COLUMBIANA– Superintendent Don Mook opened the recent school board meeting by sharing his disappointment in the effects of the EdChoice Voucher Program.

The program started out as a way to provide an alternative education choice for students whose local public school was considered a “failing school” by the state, but due to the number of changes to Ohio law of the past decade, more vouchers are being granted every year.

“The landscape for this is very, very difficult for public schools across the board,” Mook said.

Ohio went from having fewer than 300 schools being eligible for vouchers in the 2018-19 school year to having more than 1,200 schools eligible for the 2020-21 school year. Over that two-year span, there has been a 300 percent increase.

There are two parts to the EdChoice Voucher Program. First, students whose family income is at or below 200 percent of the federal poverty level can obtain a state-paid voucher to go to a private school regardless of how their public school performs. Second, students whose public school is considered to be a “failing school” by the state can take a voucher that the school district pays for.
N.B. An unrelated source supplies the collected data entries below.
PR #1004, opened 2016-04-19
Explicit dependency on org.eclipse.rcp in ui.tests

LorenzoBettini:
If you have a ui test that needs the workbench or an editor, if you do
not have org.eclipse.osgi.compatibility.state, introduced in Luna, in
the dependencies the workbench and editors will be null and the UI tests
will fail. By adding org.eclipse.rcp feature as a dependency, then
org.eclipse.osgi.compatibility.state will be dragged in and UI tests
will work, since the workbench will be available.  Adding
org.eclipse.rcp is safe also for previous Eclipse target platforms,
while adding org.eclipse.osgi.compatibility.state only will not work in
Eclipse versions earlier than Luna.

At least, that's what I do to run UI tests that require the workbench.

### DIFF
--- a/plugins/org.eclipse.xtext.xtext.wizard/src/org/eclipse/xtext/xtext/wizard/TestProjectDescriptor.xtend
+++ b/plugins/org.eclipse.xtext.xtext.wizard/src/org/eclipse/xtext/xtext/wizard/TestProjectDescriptor.xtend
@@ -94,7 +94,8 @@ abstract class TestProjectDescriptor extends ProjectDescriptor {
 										<extraRequirements>
 											<!-- to get the org.eclipse.osgi.compatibility.state plugin
 											if the target platform is Luna or later.
-											(backward compatible with kepler and previous versions) -->
+											(backward compatible with kepler and previous versions)
+											see https://bugs.eclipse.org/bugs/show_bug.cgi?id=492149 -->
 											<requirement>
 												<type>eclipse-feature</type>
 												<id>org.eclipse.rcp</id>
--- a/plugins/org.eclipse.xtext.xtext.wizard/src/org/eclipse/xtext/xtext/wizard/TestProjectDescriptor.xtend
+++ b/plugins/org.eclipse.xtext.xtext.wizard/src/org/eclipse/xtext/xtext/wizard/TestProjectDescriptor.xtend
@@ -85,6 +85,26 @@ abstract class TestProjectDescriptor extends ProjectDescriptor {
 									«ENDIF»
 								</configuration>
 							</plugin>
+							«IF needsUiHarness»
+							<plugin>
+								<groupId>org.eclipse.tycho</groupId>
+								<artifactId>target-platform-configuration</artifactId>
+								<configuration>
+									<dependency-resolution>
+										<extraRequirements>
+											<!-- to get the org.eclipse.osgi.compatibility.state plugin
+											if the target platform is Luna or later.
+											(backward compatible with kepler and previous versions) -->
+											<requirement>
+												<type>eclipse-feature</type>
+												<id>org.eclipse.rcp</id>
+												<versionRange>0.0.0</versionRange>
+											</requirement>
+										</extraRequirements>
+									</dependency-resolution>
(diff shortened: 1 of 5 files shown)


dhuebner:
Is there a corresponding bugzilla report for this issue?
However, this is a bit strange, because we have org.eclipse.platform.feature.group in the target platform that also includes org.eclipse.rcp feature. We should find out why there are parts missing or not automatically exposed to the  tycho-surefire-plugin. If we have a solution for that, we should add it to the target platform or parent pom.xml. That will also help users, when they create an additional test project.

LorenzoBettini:
If you want I can file a bug report related to the PR.

I found this problem also mentioned on the web: http://lists.jboss.org/pipermail/jbosstools-dev/2013-December/008387.html and http://stackoverflow.com/questions/34969544/how-to-spot-and-fix-differences-between-eclipse-and-maven-build

From what I understand is related to the fragment org.eclipse.osgi.compatibility.state which is not automatically picked up, even if org.eclipse.platform.feature.group (which includes the feature org.eclipse.rcp feature) is in the TP.

That's the only solution I found to make UI tests working...

dhuebner:
@LorenzoBettini I assume that tycho-surefire plugin already adds some dependencies which are not declared in the test project and it's transitive dependencies. otherwise it wouldn't start at all

LorenzoBettini:
Yes, but only at bundle level, not at feature level, if I understand correctly.

If you want to have a feature as a dependency for tests, the only way I know is to add it in the pom as an additional dependency.

And org.eclipse.osgi.compatibility.state is a fragment so you can't add it to the required bundles in the manifest.

dhuebner:
@LorenzoBettini Keeping in mind that we are talking about a wizard and the fact, that we should count with beginners as users, I would prefer to not increase the complexity of the build system configuration, especially for maven.
If we assume that the target platform is at least Mars (2.10 will be shipped with Neon) is there a non-pom solution for that? It's also important to try keeping PDE junit launch and tycho surefire execution behave the same as good as possible. I will try to reproduce the maven build failure locally to find out more.
A bugzilla report including the maven error message would be nice for documentation reasons.

dhuebner:
@LorenzoBettini I will merge your PR as soon as we can link it to a bug/enhancement report where we can describe the issue and work on a probably better solution.

LorenzoBettini:
@dhuebner I created a bug with a project to recreate the problem: https://bugs.eclipse.org/bugs/show_bug.cgi?id=492149

My original intention was exactly to relieve the user from worrying about a strange error with an UI test which works in Eclipse but not with Maven. The solution I propose is just to add that feature in the pom and everything will work both in Eclipse and in Maven. It's similar to what you get in the runtime project's pom, e.g., 

```
<cleanupDaemonThreads>false</cleanupDaemonThreads><!-- see https://bugs.eclipse.org/bugs/show_bug.cgi?id=475098#c3 -->
```

or

```
<groupId>org.eclipse.m2e</groupId>
	<artifactId>lifecycle-mapping</artifactId>
```

As far as I know there cannot be a solution without touching the pom, due to the differences between tycho surefire plugin and PDE: you need that fragment when running Eclipse, and PDE does that automatically. tycho-surefire does not. And since that is a fragment, you have no way to have that in your test run configuration apart from a feature. And to add a feature to the tycho-surefire running application you can only add that as an explicit dependency.

dhuebner:
Jenkins xtext-runtime-tests-master-oldest

dhuebner:
Jenkins test

dhuebner:

LorenzoBettini:
Sorry, I forgot to update CliWizardIntegrationTest and the build fails. I'll update the pr later this afternoon

LorenzoBettini:
I've updated the failing test and I also added the link to the bug in the pom, following the same approach as in other parts of the poms

LorenzoBettini:

LorenzoBettini:
@dhuebner I thought I could run the Jenkins tests myself but that's not the case :)
could you please run them again?

dhuebner:

PR #1005, opened 2016-04-25
[486838] fixed bug in ErrorTreeAppendable

sailingKieler:
Signed-off-by: Christian Schneider <christian.schneider@typefox.io>

Please review!

### DIFF
--- a/plugins/org.eclipse.xtext.xbase/src/org/eclipse/xtext/xbase/compiler/output/ErrorTreeAppendable.java
+++ b/plugins/org.eclipse.xtext.xbase/src/org/eclipse/xtext/xbase/compiler/output/ErrorTreeAppendable.java
@@ -19,6 +19,7 @@ import org.eclipse.xtext.generator.trace.ITraceURIConverter;
 import org.eclipse.xtext.linking.lazy.LazyLinkingResource;
 import org.eclipse.xtext.linking.lazy.LazyURIEncoder;
 import org.eclipse.xtext.nodemodel.INode;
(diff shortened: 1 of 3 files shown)


eclipsewebmaster:
Issue tracker reference:
https://bugs.eclipse.org/bugs/show_bug.cgi?id=486838

spoenemann:
As discussed earlier, the current solution uses a single leaf node, which probably works only for simple types, but not for parameterized types etc.

Don't merge yet.

sailingKieler:
Now, fixed the issue by relying on `NodeModelUtil.getTokenText()`. Added a bunch of tests with plain types, inner types, and parameterized types.

plugins/org.eclipse.xtext.xbase/src/org/eclipse/xtext/xbase/compiler/output/ErrorTreeAppendable.java
```diff
@@ -58,7 +59,7 @@ public TreeAppendable append(JvmType type) {
 			if(unresolvedLink != null) {
 				INode linkNode = unresolvedLink.getThird();
 				if(linkNode != null) {
-					append(linkNode.getText().trim());
+					append(NodeModelUtils.getTokenText(linkNode).trim());
```
meysholdt: calling .trim() is not necessary as getTokenText() returns already-trimmed strings.

meysholdt:
besides the unnecessary call of trim() the change looks good to me

sailingKieler:
OK, I'll drop it and merge.

PR #1007, opened 2016-04-25
[web] Added generator service options 'allArtifacts' and 'includeContent'

spoenemann:
If `allArtifacts` is set to `true`, the generator service returns all artifacts instead of a specific one. If `includeContent` is set to `false`, only the name and the content type of the requested artifact(s) is returned. That can be useful if the artifact names are not known in the client, e.g. when the JvmModelInferrer is used to generate Java types and the names of these types depend on the document contents. Then you can either fetch all generated types at once or first fetch their names and then send a dedicated request for each type.

Please review.


spoenemann:
Jenkins test

PR #1009, opened 2016-04-26
Bug 492234 - [wizard] Include sources in the generated .target file

LorenzoBettini:
The target definition file generated by the Xtext project wizard is not set to include the sources, that is, includeSource="false".

Instead, I think that sources should be included by default in a target definition file: if the developer uses the .target file for defining the target platform of his workbench, then having the sources while developing is really helpful.  I know that for some features the generated .target file includes the .sdk which already includes sources (e.g., Xtext and EMF), but that's not the case for the platform, pde and jdt.

On the other hand, including sources will not disturb the Tycho build, since the includeSource is ignored by default.  This means that sources will not have to be downloaded during the target platform resolution of the Maven/Tycho build.

https://bugs.eclipse.org/bugs/show_bug.cgi?id=492234


eclipsewebmaster:
Issue tracker reference:
https://bugs.eclipse.org/bugs/show_bug.cgi?id=492234

dhuebner:
Jenkins xtext-runtime-tests-master

dhuebner:

PR #1012, opened 2016-04-28
Bug 492648 - [wizard] generate environment for 32bit in the parent pom

LorenzoBettini:
The project wizard generates a parent pom with target platform environments for 64bit only.

I think it would be nice if also the 32bit version for Linux and Windows were generated as well (Mac 32bit is not supported anymore in Mars). Otherwise, if a 32bit OS user is using the Maven/Tycho build and has a ui test, that test will fail with some kind of obscure error which is not easy to track (it just says it can't find some SWT classes).

https://bugs.eclipse.org/bugs/show_bug.cgi?id=492648


eclipsewebmaster:
Issue tracker reference:
https://bugs.eclipse.org/bugs/show_bug.cgi?id=492648

JanKoehnlein:
See comment in https://bugs.eclipse.org/bugs/show_bug.cgi?id=492648

PR #1015, opened 2016-04-29
Bug 492728 - [wizard][gradle] Project Wizard, IntelliJ Plugin, Gradle and Buildship problems

LorenzoBettini:
The Xtext project wizard does not work together with Buildship when selecting Intellij Plugin and Gradle: Buildship throws an exception because it can't find org.xtext.example.mydsl.parent/org.xtext.example.mydsl.idea/.settings/org.eclipse.buildship.core.prefs

This PR generates that file instead of gradle.prefs (which, anyway, would be converted to org.eclipse.buildship.core.prefs. The convertion would not take place for the .idea project because JavaProjectFactory.enhanceProject would fail to set the classpath, since Buildship throws the above exception).

ATTENTION: this also requires ProjectCreator.createProject to enhance the project ONLY AFTER having called all the contributors.

https://bugs.eclipse.org/bugs/show_bug.cgi?id=492728

### DIFF
--- a/plugins/org.eclipse.xtext.xtext.ui/src/org/eclipse/xtext/xtext/ui/wizard/project/XtextProjectCreator.java
+++ b/plugins/org.eclipse.xtext.xtext.ui/src/org/eclipse/xtext/xtext/ui/wizard/project/XtextProjectCreator.java
@@ -42,6 +42,7 @@ import org.eclipse.xtext.xtext.wizard.AbstractFile;
 import org.eclipse.xtext.xtext.wizard.BinaryFile;
 import org.eclipse.xtext.xtext.wizard.ParentProjectDescriptor;
 import org.eclipse.xtext.xtext.wizard.ProjectDescriptor;
+import org.eclipse.xtext.xtext.wizard.ProjectLayout;
 import org.eclipse.xtext.xtext.wizard.TextFile;
 
 import com.google.common.collect.Lists;
@@ -256,6 +257,8 @@ public class XtextProjectCreator extends WorkspaceModifyOperation implements IPr
 		private String getConnectionLogicalPath() {
 			if (descriptor instanceof ParentProjectDescriptor) {
 				return "";
+			} else if (descriptor.getConfig().getProjectLayout() == ProjectLayout.FLAT) {
+				return "../" + descriptor.getConfig().getParentProject().getName();
 			} else {
 				return "..";
 			}
--- a/plugins/org.eclipse.xtext.xtext.ui/src/org/eclipse/xtext/xtext/ui/wizard/project/XtextProjectCreator.java
+++ b/plugins/org.eclipse.xtext.xtext.ui/src/org/eclipse/xtext/xtext/ui/wizard/project/XtextProjectCreator.java
@@ -8,7 +8,9 @@
  *******************************************************************************/
 package org.eclipse.xtext.xtext.ui.wizard.project;
 
+import static com.google.common.collect.Iterables.*;
 import static com.google.common.collect.Sets.*;
+import static org.eclipse.xtext.xbase.lib.IterableExtensions.*;
 
 import java.io.IOException;
 import java.io.InputStream;
@@ -44,6 +46,8 @@ import org.eclipse.xtext.xtext.wizard.ParentProjectDescriptor;
 import org.eclipse.xtext.xtext.wizard.ProjectDescriptor;
 import org.eclipse.xtext.xtext.wizard.TextFile;
 
+import com.google.common.base.Function;
+import com.google.common.base.Predicate;
 import com.google.common.collect.Lists;
 import com.google.common.collect.Maps;
 import com.google.inject.Inject;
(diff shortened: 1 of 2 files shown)


eclipsewebmaster:
Issue tracker reference:
https://bugs.eclipse.org/bugs/show_bug.cgi?id=492728

plugins/org.eclipse.xtext.xtext.ui/src/org/eclipse/xtext/xtext/ui/wizard/project/XtextProjectCreator.java
```diff
@@ -234,25 +238,57 @@ public GradleContributor(ProjectDescriptor descriptor) {
...
 			} else {
 				return ":" + descriptor.getName();
 			}
 		}
+
+		private String getConnectionLogicalPath() {
+			if (descriptor instanceof ParentProjectDescriptor) {
+				return "";
+			} else {
+				return "..";
```
oehme: This will fail for a flat layout.

plugins/org.eclipse.xtext.xtext.ui/src/org/eclipse/xtext/xtext/ui/wizard/project/XtextProjectCreator.java
```diff
@@ -234,25 +238,57 @@ public GradleContributor(ProjectDescriptor descriptor) {
...
-				"	}\n" +
-				"}\n",
-			".settings/gradle.prefs");
+				"connection.arguments=\n" +
+				"connection.gradle.distribution=GRADLE_DISTRIBUTION(WRAPPER)\n" +
+				"connection.gradle.user.home=null\n" +
+				"connection.java.home=null\n" +
+				"connection.jvm.arguments=\n" +
+				"connection.project.dir=" + getConnectionLogicalPath() +"\n" +
+				"derived.resources=" + getDerivedResources() + "\n" +
```
oehme: Buildship will update these the first time the project is synchronized anyway, so no need to duplicate Buildship logic here.

plugins/org.eclipse.xtext.xtext.ui/src/org/eclipse/xtext/xtext/ui/wizard/project/XtextProjectCreator.java
LorenzoBettini: Right! I still have to consider the flat layout case. This could be related to your previous comment.

plugins/org.eclipse.xtext.xtext.ui/src/org/eclipse/xtext/xtext/ui/wizard/project/XtextProjectCreator.java
LorenzoBettini: @oehme do you mean the locations? So I can simply not put any location here? Or even completely remove the properties connection.project.dir and derived.resources?

oehme: You need all `connection` parameters, but nothing else.

LorenzoBettini:
@oehme I updated the PR according to your comments.

If flat layout is used, the generated .prefs file reads like this

```
connection.arguments=
connection.gradle.distribution=GRADLE_DISTRIBUTION(WRAPPER)
connection.gradle.user.home=null
connection.java.home=null
connection.jvm.arguments=
connection.project.dir=../org.xtext.example.mydsl.parent
eclipse.preferences.version=1
project.path=\:org.xtext.example.mydsl
```

Otherwise it is

```
connection.arguments=
connection.gradle.distribution=GRADLE_DISTRIBUTION(WRAPPER)
connection.gradle.user.home=null
connection.java.home=null
connection.jvm.arguments=
connection.project.dir=..
eclipse.preferences.version=1
project.path=\:org.xtext.example.mydsl
```

I tested manually with Buildship 1.0.15 and it does not complain anymore. But derived.resources is not generated anyway, is that expected?

oehme:
It will be generated the next time you synchronize the project. It's just information that Buildship uses internally to keep track of which resources the user marked as "derived" manually and which were marked by Buildship.

Change looks good to me 👍

LorenzoBettini:
I think I can't still run Jenkin tests myself...

svenefftinge:
Jenkins test

LorenzoBettini:
I'd go on merging this PR.

Before that, @dhuebner @svenefftinge do you think it could be worthwhile to have some Plug-in tests for the project wizard? I mean, something that makes sure that the project creation terminates and that projects are created? Such tests would have caught this integration problem with Buildship (I think the problem has been there for some time, since I also experienced that with Buildship that is in the Mars repository). To this aim, though, Buildship should be in the target platform.

oehme:
Just a quick overall note: Buildship has backwards-compatibility code, so the old format would have worked too. The actual root cause is trying to set the classpath on the project before the Buildship settings were written. They need to be there *before* JDT tries to query the Buildship classpath container.

LorenzoBettini:
@oehme Right! Sorry I forgot to mention that :)

dhuebner:
@LorenzoBettini 
> To this aim, though, Buildship should be in the target platform.
I think it's a good idea. The server tests TP (latest) as well as oomph targlets should have that. We also need m2e UI dependency in order to test the full m2e integration

LorenzoBettini:
@dhuebner in the current oomph targlet there's m2e.core, and indeed, when running a new Eclipse instance from the development workbench I could see the errors in the pom files of https://bugs.eclipse.org/bugs/show_bug.cgi?id=493120.
But buildship is not in the oomph targlet, nor in any .target file of the workspace from what I can see... it's not even in the p2 ide plugins installed in the development eclipse.

In the meantime, I'd merge this PR; then, could you please modify the targlet and .target in order to include buildship? I think we should use the latest one 1.0.15. Then, in another PR, I'll try to setup the UI tests (probably SWTBot tests).

svenefftinge:
@LorenzoBettini please merge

“It would be different if these private schools had the same guidelines, but they don’t,” board member Scott Caron said. “Public school are not for-profit, but those schools are for-profit. They spend as little as they can and make as much money as they can, and that is what happens with them. That’s why the whole education system in Ohio is broke now.”

Mook said that the problem for public schools is that the program has expanded to include students from public schools that are receiving adequate grades. Over 47 percent of the buildings on the current voucher list have received overall grades of A, B or C on the EdChoice conditions report card.

Elementary school vouchers are $4,650 per student and high school vouchers are $6,000 per student. Mook said that this is unfair to local taxpayers, who end up paying for the vouchers through property tax levies.

“It greatly diminishes what we can possibly do here already,” Mook said. “School districts across Ohio are having difficulty already passing levies. Imagine the dollars that are going to privates now. It’s going to expand and hurt us tremendously.”

Caron also showed sympathy for local taxpayers.

“These private schools are stealing from the taxpayers within those cities and school districts,” Caron said. “They are stealing it and taking it to make money, which is illegitimate.”

Mook emphasized that a big problem is that students who have never been enrolled in a public school are still qualifying for the district-paid vouchers, yet the public school district still has to pay.

“We need to let our local legislature know that we don’t support this happening in public schools across the state of Ohio,” Mook said. “This voucher program is extremely bad for our school district.”

The resolution to oppose the voucher was approved by the board unanimously.